Then I wouldn't have employed her. We had a similar situation where the local Job Centre sent us a Portuguese man with poor command of English. We didn't hire him.
But my point still stands...there is no law requiring positive discrimination.
Silly people like those NHS bigwigs often point out things like you mention without understanding the situation -I'd agree with that. But that's what it comes down to - silly, poorly trained individuals. 
There was a well-publicised case recently where a Job Centre employee in Norfolk told a woman who wanted to advertise a vacancy that she couldn't stipulate that the person must be 'punctual and hardworking' because, she said, it discriminated against the tardy and idle.
This was of course nonsense but the Daily Mail ran with the story.
And it always comes down to that: silly people who don't understand the law and people who misinterpret the law.


----------



## mrypg9

nigele2 said:


> Many relating to religion. Being religious in a recent poll reported by the BBC showed that over 50% were not. Of the RC given the choice of 'do you visit church weekly, monthly, yearly or less than that: 'as least annually' was the most popular.
> 
> Yet laws are broken, blind eyes turned, things are influenced, etc.
> 
> More people went to Man Utd than to see the pope in birmingham. Odd when he only visits once every 25 years or so
> Oh and jojo's point. Seen that several times.

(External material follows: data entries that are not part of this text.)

Issue #1792, opened 2024-07-14
Microdata: Universal Microdata Scheme


shlomihod:
Expanding the microdata subpackage with a minimal implementation of the universal microdata scheme as described in the [Israeli Birth Dataset release](https://arxiv.org/pdf/2405.00267#page=13).

This issue depends on #1782 (private selection) #1790 (faithfulness).

PR #1793, opened 2024-07-14
Microdata: Universal Microdata Scheme

shlomihod:
Implementing #1792.

### DIFF
--- a/python/src/opendp/_extrinsics/microdata/universal_microdata_scheme.py
+++ b/python/src/opendp/_extrinsics/microdata/universal_microdata_scheme.py
@@ -1,0 +1,166 @@
+from typing import Callable, Union, Optional
+
+from opendp.mod import Domain, Metric, Measurement
+import opendp.prelude as dp
+from opendp._lib import get_np_csprng, import_optional_dependency
+from opendp._extrinsics._make_private_selection import make_private_selection_threshold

Oh come on Nigel...where's the 'dictating' there? What laws are broken, blind eyes turned etc.? Anecdotal evidence won't do.
But if you are saying that the Government shouldn't have spent so much money on the Pope's visit or the media shouldn't have banged on about it, I'd agree 100%. 
But that's a bad decision not the act of a dictatorship.


----------



## mrypg9

JBODEN said:


> ... actually membership WAS compulsory!


From 1939 it was all but compulsory...but parents with strong religious views were able to keep their children away from both the HJ and the BDM.
Many were sent to concentration camps for their opposition. 
I am surprised Herr und Frau Ratzinger did not have such strong Catholic convictions, seeing how the Nazis persecuted the Catholic Church in Germany.


----------



## nigele2

mrypg9 said:


> Oh come on Nigel...where's the 'dictating' there? What laws are broken, blind eyes turned etc.? Anecdotal evidence won't do.
> But if you are saying that the Government shouldn't have spent so much money on the Pope's visit or the media shouldn't have banged on about it, I'd agree 100%.
> But that's a bad decision not the act of a dictatorship.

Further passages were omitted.